PR #3859, opened 2026-08-24
fix(wiki): reject foreign-repo workingDirectory visibly across wiki_* tools (#3858)

Yeachan-Heo:
## Summary

Fixes #3858 — the seven `wiki_*` MCP tools silently substituted the trusted session root when `workingDirectory` pointed at a **different git repository**:

- `wiki_query` returned `No wiki pages match "…"` (`isError: false`) for knowledge that exists in the foreign repo
- `wiki_read` reported `Wiki page not found` for pages that exist in the foreign repo
- `wiki_ingest` wrote new pages into the **fallback trusted root**, fragmenting knowledge across unrelated projects
- the only trace was a `console.error` on the MCP server's stderr, invisible to the calling agent

This preserves the security boundary exactly: foreign repository roots are **never used** and **never silently substituted** — the rejection is now visible to the MCP caller.

## Root cause

`validateWorkingDirectoryOrLinkedWorktree()` (`src/lib/worktree-paths.ts`): after the same-root and linked-worktree (`providedCommonDir === trustedCommonDir`, #2880) accept paths, the different-repo branch fell through to `console.error(...); return trustedRoot;`. All seven wiki tools took that return value as the wiki root and never learned substitution occurred. The strictly-more-surprising case (valid foreign repo) failed silently while the non-git outside path threw a visible error.

## Change

**`src/lib/worktree-paths.ts`** — smallest coherent typed resolution contract:

- new `WorkingDirectoryResolution = { status: 'ok'; root: string } | { status: 'foreign_repository'; providedRoot; trustedRoot }`
- new `resolveWorkingDirectoryOrLinkedWorktree()` returning the typed result; the `foreign_repository` branch carries both roots and **no root to use**
- new `ForeignWorkingDirectoryError` typed error; `validateWorkingDirectoryOrLinkedWorktree()` now **throws** it instead of substituting, so no caller can silently ignore the rejection

**`src/tools/wiki-tools.ts`** — all seven tools (`wiki_ingest`, `wiki_query`, `wiki_lint`, `wiki_add`, `wiki_list`, `wiki_read`, `wiki_delete`) route through a shared `resolveWikiRoot()` helper:

- `foreign_repository` → MCP-visible `isError: true` response naming the provided root and the trusted repo **basename** (`workingDirectory '<provided>' belongs to a different repository than '<trusted-basename>' and was not used. Cross-repository access is not permitted; pass a path inside the current repository or start the session there.`)
[...]

PR #2880, opened 2026-04-30
fix(wiki): honor workingDirectory for manual worktrees

Yeachan-Heo:
## Summary
- make wiki MCP tools resolve storage from a validated per-call `workingDirectory` when provided
- permit linked git worktrees from the same repository while preserving default process-cwd behavior
- add regression coverage proving wiki_add/wiki_read use the provided worktree and do not create/use cwd `.omc/wiki`

## Verification
- `npm test -- --run src/tools/__tests__/wiki-tools-working-directory.test.ts src/lib/__tests__/worktree-paths.test.ts`
- `npm test -- --run src/hooks/wiki/__tests__ src/tools/__tests__/wiki-tools-working-directory.test.ts`
- `npx eslint src/lib/worktree-paths.ts src/tools/wiki-tools.ts src/tools/__tests__/wiki-tools-working-directory.test.ts`
- `npm run build`

Closes #2879

PR #3860, opened 2026-08-24
fix(wiki): sanitize caller-visible workingDirectory rejection paths (#3858)

### LINKED ISSUE #3858: wiki tools silently search an empty wiki when `workingDirectory` points to a separate repo — follow-up to #2879 / #2880
## Summary

When `workingDirectory` resolves to a git repository **other than** the session's own,
`validateWorkingDirectoryOrLinkedWorktree()` discards the parameter and falls back to the
session cwd. The wiki tools then search `<cwd>/.omc/wiki/`, which in a fresh project is empty
or contains only `log.md`.

The caller receives `No wiki pages match "<query>"` — indistinguishable from a genuine
"nothing documented on this topic". The only trace is a `console.error` on the MCP server's
stderr, which the calling agent never sees.

This is **not** a request to allow cross-repo access. Refusing a foreign root is a defensible
security boundary. The defect is that the refusal is **silent and unobservable**, so the agent
confidently proceeds on the false premise that no prior knowledge exists.

## Why this is not a duplicate of #2879

#2879 reported the same symptom and was fixed by #2880, but that fix is scoped to *linked
manual git worktrees* — the path where `providedCommonDir === trustedCommonDir`. That path now
correctly returns `providedRoot`.

The remaining case is a `workingDirectory` in a **different repository**, which still hits the
silent fallback. Option 3 from #2879 ("Explicit warning" in the tool response) was proposed but
not implemented, and it is exactly what would have made this case self-diagnosing.

## Reproduction

1. Repo A (`/Users/me/Obsidian/vault`) is its own git repository with a populated `.omc/wiki/`
   (~1490 pages, complete `index.md`).
2. Repo B (`/Users/me/dev/project`) is an unrelated git repository. Its `.omc/wiki/` contains
   only `log.md`.
3. Start a session with cwd in repo B.
4. Call:
   ```
   wiki_query({ query: "aaPanel", workingDirectory: "/Users/me/Obsidian/vault" })
   ```
5. **Actual:** `No wiki pages match "aaPanel".`
6. **Expected:** either the matching pages from repo A, or an explicit error stating the
   parameter was rejected and which directory was searched instead.

`wiki_read` behaves the same way: `Wiki page not found: <page>.md` for a page that exists in
repo A.

## Evidence

The tool writes its own search log, and it records the size of the corpus it searched.

Repo B's `.omc/wiki/log.md` after the reproduction above:

```
Query "aaPanel" → 0 results (of 0 total)
(two further queries in the same session, search terms redacted as project-specific,
 produced the identical "of 0 total")
```

`of 0 total` — the corpus was empty. Control, from sessions whose cwd was inside a populated
wiki root:

```
~/.omc/wiki/log.md          → 8 results (of 1470 total)
<repo A>/.omc/wiki/log.md   → 6 results (of 6 total)
```

`grep -R "aaPanel" <repo A>/.omc/wiki/` returns four pages, and `index.md` lists them. The
corpus is fine; only the root resolution is wrong.

## Root cause

`src/lib/worktree-paths.ts`, `validateWorkingDirectoryOrLinkedWorktree()` (line numbers from
the current default branch):

```ts
// L1318: same root → accept
if (providedRootReal === trustedRootReal) return providedRoot;

// L1322-1326: same git common dir (the #2880 fix) → accept
if (trustedCommonDir && providedCommonDir && providedCommonDir === trustedCommonDir) {
  return providedRoot;
}

// L1328-1333: different repo → warn to stderr, return trusted root
console.error('[worktree] workingDirectory resolved to different git worktree root, using trusted root', {...});
return trustedRoot;
```

Callers in `src/tools/wiki-tools.ts` (all seven wiki tools) take the return value as the root
and never learn that substitution occurred.

Note the asymmetry: when the provided path is **not** in a git repo at all, the function
*throws* (`workingDirectory '<x>' is outside the trusted worktree root '<y>'`) — a visible,
actionable error. The strictly more surprising case, a valid but foreign repo, is the one that
fails silently.

## Impact

The failure mode is worse than a missing feature, because it inverts the meaning of the result:

- An agent instructed to consult the wiki before acting gets "no results" and reasonably
  concludes the topic is undocumented — then re-derives or re-documents knowledge that exists.
- Any project convention of the form "always start from the wiki" is quietly void in every
  session whose cwd is not the wiki's own repo.
- `wiki_ingest` writes new pages into the fallback root, so knowledge fragments across
  unrelated projects over time.
- The presence of `workingDirectory` in the tool schema implies the lookup root is
  caller-controllable, which it is not across repo boundaries.

Keeping a wiki in a repo separate from the code being worked on is a natural setup (a personal
knowledge vault consulted from many project repos), and it is precisely the setup where the
tools are silently inert.

## Suggested fix

Preference order:

1. **Make the rejection visible to the caller.** Return the result with an explicit note, or
   fail loudly, e.g.
   `workingDirectory '<provided>' belongs to a different repository and was not used. Searched '<trusted>' instead (N pages). Pass a path inside the current repo, or start the session there.`
   This preserves the security boundary exactly as-is and costs one string. It is #2879's
   Option 3, applied to the cross-repo branch.
2. **Report the corpus size in every result.** `No wiki pages match "<q>" (searched N pages in <root>)`.
   `N = 0` then makes an empty corpus self-evident regardless of the cause. The information is
   already computed — the log line prints `of N total`.
3. **Opt-in allowlist** for additional trusted wiki roots (config or env), for users who
   deliberately keep the wiki outside their project repos.

(1) and (2) are independent of any policy decision about cross-repo access and would have made
this diagnosable in seconds rather than requiring a source read.

## Environment

- OMC plugin: `4.15.7` (cache and marketplace copies identical)
- Verified still present on the repository's default branch today — same code, `worktree-paths.ts:1328-1333`
- Latest published version at time of writing: `5.0.0`
- Claude Code, macOS (Darwin 27.0.0), Node 24
- Affected tools: all `wiki_*` (`list`, `query`, `read`, `add`, `ingest`, `lint`, `delete`) —
  they share the same root resolution

Yeachan-Heo:
## Summary

Follow-up to merged PR #3859 for reopened #3858. The visible foreign-repo rejection shipped, but exact-head review found two remaining **path-disclosure** leaks on `dev@43db6384`:

1. `resolveWorkingDirectoryOrLinkedWorktree` canonicalizes relative/symlink foreign input to `providedRootReal`, and `wiki-tools.ts` rendered `resolution.providedRoot` verbatim — disclosing the canonical host path the caller did not supply.
2. The non-git outside-root error included the full `trustedRoot`, and wiki handlers returned that message verbatim.

This preserves the security boundary and the useful visible rejection. It only sanitizes **caller-visible** error text.

Refs #3858

## Caller-visible error contract

- Retain the original caller-supplied `workingDirectory` label (absolute, relative, or symlink) in the message.
- Identify the trusted repository by **basename only**.
- Never echo canonical `providedRootReal` or the full `trustedRoot` to the MCP caller.
- Canonical paths stay on the resolution/error object for internal validation only.

`ForeignWorkingDirectoryError` and `formatOutsideTrustedRootMessage` implement that contract. All seven wiki tools plus `resolveWikiRoot()` use it.

## Tests

- Resolver: absolute caller path, relative alias, symlink alias, non-git outside path, same-root/subdir, linked worktree, submodule — message assertions forbid canonical foreign/trusted paths.
- Real handlers: all seven wiki tools reject relative/symlink/non-git/submodule cases without fallback reads/writes.

## Verification

- `bun test` focused privacy suites: 24 pass / 0 fail
- `npx tsc --noEmit` clean
- `npm run build` green
- `npm pack --dry-run` packages
- inventory graph baseline refreshed
- `dist/` and `bridge/` unrestaged (zero generated delta)

Do **not** auto-close #3858 from this PR. Close only after exact-head review, merge, and merged-dev dogfood with a reporter-facing correction of the premature #3859 close.

### DIFF
--- a/inventory/inventory-graph.json
+++ b/inventory/inventory-graph.json
@@ -5,15 +5,15 @@
   "provenance": {
     "base": "05c800f40d1ad53b42a78609d2667ef4f726808b",
     "planningHead": "0a91273e61dbbd47eb0af4c02844409251e08398",
-    "head": "4c380abbee03182d3f5a05fc8394e781ab9a7860",
-    "sourceSha256": "aaef95d505aeff50ca22425ebe443f66dbdd9d221dedbe53c671c28eae15ea5e",
+    "head": "43db638446c47ce4601ad3e20593886037874597",
+    "sourceSha256": "22cef0d00d570cef912674448b0becd1226a8033311436327fa0fdc2e9e71daf",
     "generatedAt": null,
     "generator": "scripts/generate-inventory-graph.mjs"
   },
   "base": "05c800f40d1ad53b42a78609d2667ef4f726808b",
   "planningHead": "0a91273e61dbbd47eb0af4c02844409251e08398",
-  "head": "4c380abbee03182d3f5a05fc8394e781ab9a7860",
-  "sourceSha256": "aaef95d505aeff50ca22425ebe443f66dbdd9d221dedbe53c671c28eae15ea5e",
+  "head": "43db638446c47ce4601ad3e20593886037874597",
+  "sourceSha256": "22cef0d00d570cef912674448b0becd1226a8033311436327fa0fdc2e9e71daf",
   "counts": {
     "public": {
       "skills": 31,
@@ -74715,5 +74715,5 @@
     }
   },
   "inventorySha256": "cb341faca1f2583f56b1e73ca4f9d4223de75d69f790002dab9c02ec8bd31250",
-  "manifestSha256": "f19d4addf19c0ce963ef15dd1457f09d74bb22685cdf4bc7bed52d3551f67c55"
+  "manifestSha256": "0b271412958c7d344047743b9ebccd078acb854a4aecfceadd50587b1ce31dfc"
 }
--- a/src/lib/__tests__/worktree-paths-foreign-root.test.ts
+++ b/src/lib/__tests__/worktree-paths-foreign-root.test.ts
@@ -1,8 +1,16 @@
 import { describe, it, expect, beforeEach, afterEach } from 'vitest';
 import { execSync } from 'node:child_process';
-import { mkdtempSync, mkdirSync, writeFileSync, rmSync, existsSync } from 'node:fs';
+import {
+  mkdtempSync,
+  mkdirSync,
+  writeFileSync,
+  rmSync,
+  existsSync,
+  symlinkSync,
+  realpathSync,
+} from 'node:fs';
 import { tmpdir } from 'node:os';
-import { join } from 'node:path';
+import { join, basename, relative } from 'node:path';
 import {
   clearWorktreeCache,
   resolveWorkingDirectoryOrLinkedWorktree,
@@ -15,6 +23,10 @@ function git(cwd: string, command: string): void {
   execSync(`git ${command}`, { cwd, stdio: 'pipe' });
 }
 
+function canonical(path: string): string {
+  return realpathSync(path);
+}
+
 describe('shared resolver #3858: foreign repo, linked worktree, non-git, same-root', () => {
   let tempDir: string;
   let originalCwd: string;
@@ -22,6 +34,8 @@ describe('shared resolver #3858: foreign repo, linked worktree, non-git, same-ro
   let foreignRepo: string;
   let linkedWorktree: string;
   let plainDir: string;
+  let canonicalSession: string;
+  let canonicalForeign: string;
 
   beforeEach(() => {
     originalCwd = process.cwd();
@@ -54,6 +68,8 @@ describe('shared resolver #3858: foreign repo, linked worktree, non-git, same-ro
 
     process.chdir(sessionRepo);
     clearWorktreeCache();
+    canonicalSession = canonical(sessionRepo);
+    canonicalForeign = canonical(foreignRepo);
   });
 
   afterEach(() => {
@@ -66,8 +82,9 @@ describe('shared resolver #3858: foreign repo, linked worktree, non-git, same-ro
     const resolution = resolveWorkingDirectoryOrLinkedWorktree(foreignRepo);
     expect(resolution).toEqual({
       status: 'foreign_repository',
-      providedRoot: foreignRepo,
-      trustedRoot: sessionRepo,
+      providedRoot: canonicalForeign,
+      trustedRoot: canonicalSession,
+      callerLabel: foreignRepo,
     });
     if (resolution.status === 'foreign_repository') {
       expect('root' in resolution).toBe(false);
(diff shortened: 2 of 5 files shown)


Yeachan-Heo:
**Material-risk review (signed) — MERGE_READY**

Exact head `3fd82c66e6903a59d15c65038fe285ac916913d7` over base `43db638446c47ce4601ad3e20593886037874597`. All required CI checks pass at this exact head, including `Authorize generated artifacts from base trust root`, `No Committed Build Artifacts`, `Test`, `Build`, and `npm pack + install test`.

Risks examined:

1. **Relative/symlink canonicalization leak** — `resolveWorkingDirectoryOrLinkedWorktree` still stores `providedRootReal` internally, but caller-visible `ForeignWorkingDirectoryError.message` uses `callerLabel` (the original `workingDirectory` string). `resolveWikiRoot` passes `resolution.callerLabel`. Tests for `../foreign-vault` and a symlink alias assert the canonical foreign realpath and full trusted root are absent from every wiki tool's `isError` text. Absolute caller-supplied paths may appear because the caller provided them.
2. **Non-git outside-root trustedRoot leak** — both `validateWorkingDirectory` and `resolveWorkingDirectoryOrLinkedWorktree` now throw `formatOutsideTrustedRootMessage`, which names the trusted repo by basename only. All seven wiki handler catch paths return `error.message`; tests assert the full trusted realpath is not present.
3. **Security boundary** — foreign repositories remain unused. No silent trusted-root substitution. Write tools still reject before mutation (no fallback reads/writes). Linked worktree (#2880) and same-root/subdir still accept.
4. **Submodule/superproject** — relative parent from a submodule cwd is `foreign_repository` with the relative caller label; canonical parent/submodule paths stay out of the message.
5. **Generated-artifact surface** — committed `dist/`/`bridge/` kept at base state (zero generated delta); both generated-artifact gates pass.

No blockers found. Merging now.

*gaebal-gajae*

Yeachan-Heo:
**Adversarial exact-head privacy/security review (signed) — REQUEST_CHANGES**

Frozen tuple: PR #3860, head `3fd82c66e6903a59d15c65038fe285ac916913d7`, base `43db638446c47ce4601ad3e20593886037874597`, 5 files `+321/-24`. This verdict is bound to the frozen PR diff only; the PR is already merged as `3361979a007b7df0d4e889b2807cc7aa3aa0943d`.

The two message-text blockers are closed for the seven wiki tools: relative and symlink aliases preserve the caller label instead of echoing the canonical foreign root; non-git outside paths expose only the caller-supplied path plus the trusted-root basename. Rejection happens before wiki reads/writes/deletes, with no fallback-root mutation. Same-root/subdir, default cwd, linked worktree, and submodule controls are covered. Local focused tests passed: 23/23. Lint/typecheck/inventory verification passed (existing warnings only); exact-head CI passed, including generated-artifact authorization, no committed build artifacts, Test, Build, Windows path suite, and npm pack + install test.

**Blocking finding:** canonical roots are not actually internal to the error/resolution objects. `ForeignWorkingDirectoryError` stores enumerable `providedRoot` and `trustedRoot` fields (`src/lib/worktree-paths.ts:1331-1344`), and the exported `foreign_repository` resolution object contains the same enumerable canonical fields (`:1313-1320`, `:1396-1402`). Direct serialization leaks them:

`JSON.stringify(new ForeignWorkingDirectoryError('/secret/foreign', '/secret/trusted', '../alias'))` → `{"providedRoot":"/secret/foreign","trustedRoot":"/secret/trusted",...}`

A generic object spread/structured logger has the same exposure. The constructor default `callerLabel = providedRoot` also reintroduces a canonical path if any caller omits the label. The changed tests assert only rendered MCP message text; they do not cover JSON, spread, stack/cause-style wrappers, or serialized resolution values.

**Fix-forward:** make canonical fields non-enumerable/opaque (or separate internal diagnostics from the exported resolution), require an explicit caller label with no canonical default, and add serialization tests for `JSON.stringify`, object spread, stack/cause wrappers, and the foreign resolution object. Re-run the full seven-tool adversarial matrix and exact-head package/CI gates before considering the fix ready.

Signed by `Yeachan-Heo` via `gh`, 2026-08-24 UTC.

Requirement
If a line in the data above contains "made", return that line.

Your solution
not implemented, and it is exactly what would have made this case self-diagnosing.
(1) and (2) are independent of any policy decision about cross-repo access and would have made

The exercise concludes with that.